Discrete Cosine Transformation (no Data Loss)
Figure 2 shows a section of the side of the car and its headlight as an 8x8 block. This block is assigned to a color value matrix that is used for the discrete cosine transformation (DCT). DCT suppresses highly frequent image parts that aren't apparent to the human eye. DCT is based on Fourier transformations that present any signal as merged (superimposed) sine signals of different frequencies and amplitudes. The Fourier transformation yields frequency and amplitude distribution values from the location of pixel values in an image. This means that large, regular areas in the image are then represented more in the lower frequency parts, whereas finer details are in the higher range. In our concrete example, DCT transforms the displayed 8x8 macro block into an 8x8 coefficient matrix. The value in the upper left corner of the coefficient matrix contains the lowest frequency parts. This coefficient at location 0,0 is normally referred to as the DC coefficient, whereas the remaining 63 coefficients are termed AC coefficients (AC = Amplitude Coefficient). As there is normally a solid relationship between the DC coefficients of two subsequent 8x8 blocks, the DC coefficient is encoded as the difference to the predecessor. The remaining 63 AC coefficients are sorted according to a set pattern.

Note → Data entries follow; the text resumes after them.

Issue #165, opened 2017-09-18
Feature Request: Tripal Pane Browser History


almasaeed2010:
Hi,

Recently we encountered a situation with Tripal Panes where we needed a specific pane to be auto displayed if the pane had paginated content and the user requested a page other than the first. We are not sure if a solution for this has already been implemented, but we'd be happy to help create it if it hasn't been created yet.

I'd propose using [browser history](https://developer.mozilla.org/en-US/docs/Web/API/History_API), which is now supported by all major browsers, along with simple url query parsing to implement this. If you agree this solution would work, I wouldn't mind implementing it.

Thanks!

spficklin:
Ah... thanks for noticing this issue.  I'm looping in @shawnawsu so we can talk on this one.

bradfordcondon:
Hi @spficklin @shawnawsu  @almasaeed2010 

Bumping this issue, another situation arose on HWG where we wish we had this feature.  When Elasticsearch fails, we want to reload the page and have the elasticsearch box open with a "no results found" message. Very disorienting for the entity to reload in its starting configuration instead of with the elasticsearch pane open.

almasaeed2010:
Hello all,

I think the best solution for this is if we can somehow pass the tripal pane information (html ids and classes of the container pane) to the field formatter one way or another. Is this possible?

Thanks!

bradfordcondon:
@almasaeed2010 I *think* this is resolved as we can keep panes open.  Is it?

almasaeed2010:
Hi! I don't think this has been resolved yet on core. We do implement our own workaround but it works only on our site. Also, the fields that we developed work but the ones we didn't won't work (for us) so we still need an implementation on the core side that makes it consistent across sites.

Thanks!

bradfordcondon:
oops thanks for the clarification.  Moving this out of Q&A and into the backlog.  I think the need for this is self-evident without PMC voting as a new feature, its more of a bug fix (ah which stephen already labeled as).

bradfordcondon:
Discussing with @spficklin 

"If you use AJAX this isnt a problem"

So the tripal field has coding that allows you to do paging via AJAX.  Its in the base field and/or the formatter.


We're going to add documentation.  Then we'll check with @almasaeed2010 and see if thats good enough or if it still should be added somehow to core.

almasaeed2010:
[...]

PR #780, opened 2018-12-08
New developer docs:  TripalFieldFormatter, pagers and creating field instances.

spficklin:
# Documentation

Issue #165

## Description

One solution for issue #165  was to provide documentation for how to use the AJAX pager for fields that had too much data to show it all.  But this opened up a can of worms in that there was no documenation for how to setup a formatter class and there was no page for how to create fields and field instances and allow users to add fields via the web interface.  This PR adds all of the documentation.

## Testing?

Just pull the branch, and rebuild the docs.


docs/dev_guide/custom_field/custom_formatter.rst
```diff
@@ -0,0 +1,203 @@
...
+        "local:abbreviation" =>  "C. sinensis",
+        "TAXRANK:0000005" => "Citrus",
+        "TAXRANK:0000006" => "sinensis",
+        "entity" => "TripalEntity:3",
+      ],
+      "chado-feature__organism_id" => 12,
+    ],    
+  ];
+  
+You may recall that the ``$items`` array structure is the same as that created by the ``load()`` function described in the :doc:`manual_field_creation` page. Note that each key in the ``value`` array is an accession for a controlled vocabulary term.  These accessions are used to unambiguously describe the value. To display the organism on a page we need the element named ``rdfs:label``.  Therefore, on line 4 of the code above we set the ``$content`` variable to contain this value.
```
laceysanderson: > Therefore, on line 4 of the code above we set the ``$content`` variable to contain this value.

This line is a bit confusing since it doesn't apply to the code block directly above the sentence but the one before that.

```suggestion
You may recall that the ``$items`` array structure is the same as that created by the ``load()`` function described in the :doc:`manual_field_creation` page. Note that each key in the ``value`` array is an accession for a controlled vocabulary term.  These accessions are used to unambiguously describe the value. To display the organism on a page we need the element named ``rdfs:label``.  Thus, we set the ``$content`` variable to contain this value as shown on line 4 of the ``view()`` function above.
```

docs/dev_guide/custom_field/custom_formatter.rst
```diff
@@ -0,0 +1,203 @@
...
+
+Because our organisms are also published entities we want to link to their respective pages each time an organism is displayed.  Because the ``value`` array has an element named ``entity`` we know that this item is published.  Lines 5-6 above use this information to create a clickable link to the organism page.   Finally, the ``$element`` argument is set to provide content of type ``markup``.  This ``$element`` array is a `Drupal renderable array <https://www.drupal.org/docs/7/api/render-arrays/render-arrays-overview>`_.
```
laceysanderson: Same concerns with the following sentence:

>Lines 5-6 above use this information to create a clickable link to the organism page.

My suggestion simply specifies that it's the `view()` function code block.

```suggestion
Because our organisms are also published entities we want to link to their respective pages each time an organism is displayed.  Because the ``value`` array has an element named ``entity`` we know that this item is published.  Lines 5-6 of the ``view()`` function shown above use this information to create a clickable link to the organism page.   Finally, the ``$element`` argument is set to provide content of type ``markup``.  This ``$element`` array is a `Drupal renderable array <https://www.drupal.org/docs/7/api/render-arrays/render-arrays-overview>`_.
```

docs/dev_guide/custom_field/custom_formatter.rst
```diff
@@ -0,0 +1,203 @@
...
+
+Lastly, notice the element named ``chado-feature__organsim_id``.  This element is at the same level as the ``value`` element.  This data is meant to be used internally by the field. It maps this fields values to the appropriate table in Chado where the data is stored.  
+
+.. warning:: 
+
+  You should never show to the user any data that is outside of ``value`` element.
```
laceysanderson:
```suggestion
  You should never show the user any data that is outside of ``value`` element.  
```

docs/dev_guide/custom_field/custom_formatter.rst
```diff
@@ -0,0 +1,203 @@
...
+Lastly, notice the element named ``chado-feature__organsim_id``.  This element is at the same level as the ``value`` element.  This data is meant to be used internally by the field. It maps this fields values to the appropriate table in Chado where the data is stored.  
+
+.. warning:: 
+
+  You should never show to the user any data that is outside of ``value`` element.  
+
+In summary, the following should be observed when processing the ``$items`` array for viewing:
+
+  - A field with only one value (a cardinality of 1) will always have only one element in the ``$items`` array and can use the index 0. This is what has been done in this example code. 
+  - A field with more than one value can have any number of elements in the ``$items`` array.  You should therefore iterate through all of them.
```
laceysanderson, line 76: Just adding a few more points here that might trip people up.

```suggestion
  - A field with more than one value can have any number of elements in the ``$items`` array.  You should therefore iterate through all of them.
  - For every index in ``$item`` you should create a matching index in ``$element``to display the data found in that ``$item``.
  - If there are no items, then nothing you return will be displayed.
```

docs/dev_guide/custom_field/custom_formatter.rst
```diff
@@ -0,0 +1,203 @@
...
+
+To create a pager we first need to calculate the number of items we want to display per page and the total number of pages required to display all of the data.  
+
+.. code-block:: php
+  
+  $items_per_page = 10;
+  $total_records = count($items);
+  $total_pages = (int) ($total_records / $items_per_page) + 1;
+  
+Next, we must initialize the pager by calling the ``pager_default_initialize`` function.  We pass it the total number of records, the number of items per page and the index (i.e. ``$pelement``) for this pager on the page.
```
laceysanderson, line 100: This sentence still leaves me wondering how to set the index properly...

docs/dev_guide/custom_field/custom_formatter.rst
```diff
@@ -0,0 +1,203 @@
...
+  $total_pages = (int) ($total_records / $items_per_page) + 1;
+  
+Next, we must initialize the pager by calling the ``pager_default_initialize`` function.  We pass it the total number of records, the number of items per page and the index (i.e. ``$pelement``) for this pager on the page.  
+
+.. code-block:: php
+
+  $pelement = 0; 
+  $current_page = pager_default_initialize($total_records, $items_per_page, $pelement);
+  
+The call to ``pager_default_initialize`` will return the current page. Each time the user navigates to other pages the ``view()`` function is called and the current page is always provided via this function call. Next, we must theme the pager so that it follows the look-and-feel prescribed for the site. For this we use the Drupal ``theme()`` function.
```
laceysanderson: It could be a bit more clear what the ``$current_page`` variable holds. Is it simple the index (e.g. `3`) of the current page or is it all the items for the current page? An example of how I use this variable to process my items array would be helpful.

docs/dev_guide/custom_field/custom_formatter.rst
```diff
@@ -0,0 +1,203 @@
...
+      'default' => array(
+        'label' => 'hidden',
+        'type' => 'sbo__relationship_formatter',
+        'settings' => array(
+          'title' => 'Relationships',
+          'empty' => 'There are no relationships'
+        ),
+      ),
+    ),
+
```
laceysanderson, line 180: This has often tripped me up!

```suggestion

.. warning::

    In order for the ``settingsForm()`` implemented to be available on the "Manage Display" page, you must also implement ``settingsSummary()`` as described below.
```

laceysanderson (approved):
I built the documentation and it looks as expected :-) 

Great documentation --this is So Needed! There are a few minor suggestions but overall, I approve these docs!

docs/dev_guide/custom_field/custom_formatter.rst
spficklin: Unfortunately, this is a problem.   The real answer is that the index has to be a unique number for the page.  But you don't know how many fields there will be on the page that have pagers.  So, the unfortunately reality is you don't know what to set it as.  We need to adjust the code so that this index gets set automatically for the user and they don't have to worry about it.

spficklin: I added a new issue to address this problem  #783

docs/dev_guide/custom_field/custom_formatter.rst
spficklin: I've adjusted the text to make this more clear.

docs/dev_guide/custom_field/custom_formatter.rst
spficklin: So as not to hold up this documentation and to resolve issue #165 I'm going to merge this change. But issue #783 should address this concern for you @laceysanderson

spficklin:
@bradfordcondon and @almasaeed2010 would either of you care to take a look at this before I merge?

docs/dev_guide/custom_field/create_instance.rst
```diff
@@ -0,0 +1,220 @@
+Attach Fields to Content Types
+==============================
+In summary, creation of a new field requires creation of three classes that inherit from the ``TripalField``, ``TripalFieldWidget`` and ``TripalFieldFormatter`` base classes.  If the fields are created correctly and placed in the ``includes/TripalFields`` directory of your module then Tripal will automatically find them.  However, the field is not yet attached to any content type. They must be attached.  Fields can be attached programmatically or via the online Drupal interface by a site admin. 
+
+The hook_bundle_field_info() function
+-------------------------------------
+ The three TripalField classes simply define how the field will function, but Drupal does not yet know about the field.  The ``hook_bundle_field_info`` function tells Drupal about your field. It must be implemented in a custom Drupal module,and provides an array that tells Drupal about the fields and the classes to use for the field.  Suppose we were creating a field named ``obi__genus`` which displays the Genus for a species and we have a custom module named ``tripal_org2``.  The hook function would be named ``tripal_org2_bundle_field_info()``:
```
bradfordcondon:
```suggestion
 The three TripalField classes simply define how the field will function, but Drupal does not yet know about the field.  The ``hook_bundle_field_info`` function tells Drupal about your field. It must be implemented in a custom Drupal module, and provides an array that tells Drupal about the fields and the classes to use for the field.  Suppose we were creating a field named ``obi__genus`` which displays the Genus for a species and we have a custom module named ``tripal_org2``.  The hook function would be named ``tripal_org2_bundle_field_info()``:
```

typo (module,and).

I also notice we dont bring up the libraries option...

docs/dev_guide/custom_field/create_instance.rst
```diff
@@ -0,0 +1,220 @@
...
+          'type' => 'field_chado_storage',
+        ],
+        'settings' => [],
+      ];
+   }
+    
+    return $info
+  }
+  
+This function receives as it's second argument the ``$bundle``. This is the bundle that Drupal is requesting new fields for.  For this example we only want to attach the field if the content type is the organism content type.  The format of the returned ``$info`` array should have the field name as the key and an array that follows the instructions provided by Drupal's `field_create_field() <https://api.drupal.org/api/drupal/modules%21field%21field.crud.inc/function/field_create_field/7.x>`_ function.
```
bradfordcondon:
```suggestion
This function receives as its second argument the ``$bundle`` object. This is the bundle that Drupal is requesting new fields for.  For this example we only want to attach the field if the content type is the organism content type.  The format of the returned ``$info`` array should have the field name as the key and an array that follows the instructions provided by Drupal's `field_create_field() <https://api.drupal.org/api/drupal/modules%21field%21field.crud.inc/function/field_create_field/7.x>`_ function. 
```

#### typos
it's
#### suggestions

bundle -> bundle object

docs/dev_guide/custom_field/create_instance.rst
```diff
@@ -0,0 +1,220 @@
...
+    }
+    return $info;
+  }
+  
+The format of the returned ``$info`` array should have the field name as the key and an array that follows the instructions provided by Drupal's `field_create_instance() <https://api.drupal.org/api/drupal/modules%21field%21field.crud.inc/function/field_create_instance/7.x>`_ function. 
+
+Unique to this info array are the settings related to Chado.  Because we expect our data to be loaded from Chado we must specify these settings:
+
+ - ``base_table``: the name of the base table to which the record will be associated. In our case the ``organism`` table of Chado is the base table.
+ - ``chado_table``: the name of the actual table form which the value of the field will be loaded or saved to.  In our case the ``organism`` table is also the ``chado_table``.
```
bradfordcondon, line 104: I ALWAYS found this confusing.  Can we please elaborate on the case where base table != chado_table ?

Maybe a ..note directieve after this:

```rst
.. note

   When does the chado_table not match the base_table?  Consider the contact linker field when attached to an organism.  In this case, the base table is the  contact field, and the chado table is the organism_contact table
```
I'm actually not even 100% sure about that since i still find it confusing hahah

docs/dev_guide/custom_field/create_instance.rst
```diff
@@ -0,0 +1,220 @@
...
... we must let Drupal know that our field exists.  We do this by adding an entry to the ``$info`` array of in the ``hook_bundle_field_info()`` function described above.  This let's Drupal know about our field. However, because we are not programmatically creating an instance of the field on a content type, but allowing the user to create them we do not need to implement the ``hook_bundle_instance_info()`` function. Instead, we must implement the ``hook_bundle_create_user_field()``.  This function is called when the user attempts to add our new field to a bundle.  One field that comes with Tripal is the ``chado_linker__prop`` field.  Most Chado base tables have an associated property table (e.g. ``organismprop``, ``featureprop``, ``stockprop``, etc). By default, the ``tripal_chado`` module automatically adds this field to all bundles that have existing properties. It adds a new instance for every propert type.  However, new properties can be added to bundle, and the site admin may want to add those properties via the user interface rather. Therefore, this field has the `$no_ui` set to TRUE and uses the  ``hook_bundle_create_user_field()`` to create the new field instnace for the user.
```
bradfordcondon:
```suggestion
Next, we must let Drupal know that our field exists.  We do this by adding an entry to the ``$info`` array of in the ``hook_bundle_field_info()`` function described above.  This lets Drupal know about our field. However, because we are not programmatically creating an instance of the field on a content type, but allowing the user to create them we do not need to implement the ``hook_bundle_instance_info()`` function. Instead, we must implement the ``hook_bundle_create_user_field()``.  This function is called when the user attempts to add our new field to a bundle.  One field that comes with Tripal is the ``chado_linker__prop`` field.  Most Chado base tables have an associated property table (e.g. ``organismprop``, ``featureprop``, ``stockprop``, etc). By default, the ``tripal_chado`` module automatically adds this field to all bundles that have existing properties. It adds a new instance for every property type.  However, new properties can be added to bundle, and the site admin may want to add those properties via the user interface rather. Therefore, this field has the ``$no_ui`` set to TRUE and uses the  ``hook_bundle_create_user_field()`` to create the new field instance for the user.
```

#### typos

let's -> lets
propert
instnace
``$no_ui`` needs double `

docs/dev_guide/custom_field/custom_formatter.rst
```diff
@@ -0,0 +1,208 @@
+Creating a Custom Formatter
+===========================
+The third component of a field is the formatter.  Thus far we have introduced how to create a field class and a widget class for a field.  The field class is responsible for describing the field, loading data into it, and providing search support.  The widget class provided a Drupal form for online editing of the field.  Finally, the formatter is responsible for display of the field on a Tripal site.  
+ 
+.. note::
+  This guide assumes you already have your formatter class file created. For more information, see :doc:`manual_field_creation` or, :doc:`tripal_field_generator`. 
+  
+The formatter class is the most simple of all the Tripal field classes.  Here we will again use the **obi__organism** field that come swith the ``tripal_chado`` module.
```
bradfordcondon:
```suggestion
The formatter class is the simplest of all the Tripal field classes.  Here we will again use the **obi__organism** field that comes with the ``tripal_chado`` module.  
```

docs/dev_guide/custom_field/custom_formatter.rst
```diff
@@ -0,0 +1,208 @@
...
+        '#markup' => $content,
+      );
+    }
+  }
+  
+In the code above the input arguments have the following meaning:
+  - ``$element`` is the first argument. It is an array into which you should set the contents to be displayed.  
+  - ``$entity_type`` will always have the value ``Tripal Entity``.
+  - ``$entity`` is the entity object which contains all information about the entity including the loaded data values.
+  -  ``$langcode`` is the language. This is used by Drupal to provide translations of data into other spoken languages. By default, Tripal does not use a language.
```
bradfordcondon: maybe explain why
```suggestion
  -  ``$langcode`` is the language. This is used by Drupal to provide translations of data into other spoken languages. By default, Tripal does not use a language, as biological data is generally language agnostic.  Consider for example a gene sequence or a feature coordinate.
```

docs/dev_guide/custom_field/custom_formatter.rst
```diff
@@ -0,0 +1,208 @@
...
+
+Because our organisms are also published entities we want to link to their respective pages each time an organism is displayed.  Because the ``value`` array has an element named ``entity`` we know that this item is published.  Lines 5-6 of the ``view()`` function shown above use this information to create a clickable link to the organism page.   Finally, the ``$element`` argument is set to provide content of type ``markup``.  This ``$element`` array is a `Drupal renderable array <https://www.drupal.org/docs/7/api/render-arrays/render-arrays-overview>`_.
+
+Lastly, notice the element named ``chado-feature__organsim_id``.  This element is at the same level as the ``value`` element.  This data is meant to be used internally by the field. It maps this fields values to the appropriate table in Chado where the data is stored.  
+
+.. warning:: 
+
+  You should never show the user any data that is outside of ``value`` element.
```
bradfordcondon: explain why?  because webservices right?

docs/dev_guide/custom_field/custom_formatter.rst
```diff
@@ -0,0 +1,208 @@
...
+
+.. warning:: 
+
+  You should never show the user any data that is outside of ``value`` element.  
+
+In summary, the following should be observed when processing the ``$items`` array for viewing:
+
+  - A field with only one value (a cardinality of 1) will always have only one element in the ``$items`` array and can use the index 0. This is what has been done in this example code. 
+  - A field with more than one value can have any number of elements in the ``$items`` array.  You should therefore iterate through all of them.
+  - For every index in ``$item`` you should create a matching index in ``$element``to display the data found in that ``$item``.
```
bradfordcondon:
```suggestion
  - For every index in ``$item`` you should create a matching index in ``$element`` to display the data found in that ``$item``.
```
note formatting:

screen shot 2018-12-13 at 10 51 44 am

docs/dev_guide/custom_field/custom_formatter.rst
```diff
@@ -0,0 +1,208 @@
...
+  - If there are no items, then nothing you return will be displayed.
+  - For each element in the ``$items`` array there is a ``value`` key.  Only the data in the ``value`` key should be shown to the user.
+  - Each element in the ``$items`` array may have more than a ``value`` key.  These values are meant to help manage the data. 
+
+.. warning::
+
+  You should never have SQL statments or any API calls that retreive data in the foramter ``view()`` function. The formatter should strictly format data for viewing.
```
bradfordcondon, line 84: again i find these sort of directives easier to follow, and to remember, if i know why im being told to do it.

docs/dev_guide/custom_field/custom_formatter.rst
```diff
@@ -0,0 +1,208 @@
...
+.. code-block:: php
+
+  $pager = theme('pager', array(
+    'tags' => array(),
+    'element' => $pelement,
+    'parameters' => array(),
+    'quantity' => $total_pages,
+  ));
+  
+By default, all links in the pager cause the page to reload.  We do not want the page to reload, rather we only want to update the contents of the field.  The TripalFieldFormatter class provides a function named ``axaifyPager`` to convert a pager into an AJAX pager:
```
bradfordcondon:
```suggestion
By default, all links in the pager cause the page to reload.  We do not want the page to reload, rather we only want to update the contents of the field.  The TripalFieldFormatter class provides a function named ``ajaxifyPager`` to convert a pager into an AJAX pager:
```

docs/dev_guide/custom_field/custom_formatter.rst
```diff
@@ -0,0 +1,208 @@
...
+.. warning::
+
+    In order for the ``settingsForm()`` implemented to be available on the "Manage Display" page, you must also implement ``settingsSummary()`` as described below.
+The settingsSummary() Function.
+~~~~~~~~~~~~~~~~~~~~~~~~~~~~~~~
+The ``settingsSummary()`` function provides a summary of the current settings values for a field on the **manage display** page.  The following shows the same relationship field from the previous section, but with the settings form closed, and a summary of the current values shown:
+
+.. image:: custom_formatter.settings.2.png
+
+An example of the ``sesttingsSummary()`` function that generates the summary in the image above is as follows:
```
bradfordcondon:
```suggestion
An example of the ``settingsSummary()`` function that generates the summary in the image above is as follows:
```

bradfordcondon (changes requested):
looks good.  Thank you very much.  These guides were much needed and I'll get use out of referring to them.  i think you'll find most of my requested changes obvious typo fixes, but one or two are requests for elaboration on the "why" of things

spficklin:
Thanks @bradfordcondon I merged in your suggestions and I updated the docs to respond to your requsted changes.   Thanks for the review!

DCT concentrates the signal energy of a block in the lowest coefficients, especially in the DC coefficient. The higher AC coefficients are normally 0 or almost 0, because the main part of the visual information of an image lies in a continuously distributed range of values in the lower frequency area. Edges normally only constitute a small part of an image. After the discrete transformation, the coefficients are quantized in order to attain an additional compression improvement.
Figure 4: Principle flow of MPEG compression. MPEG-1 reduces the original data volume to about 1:35.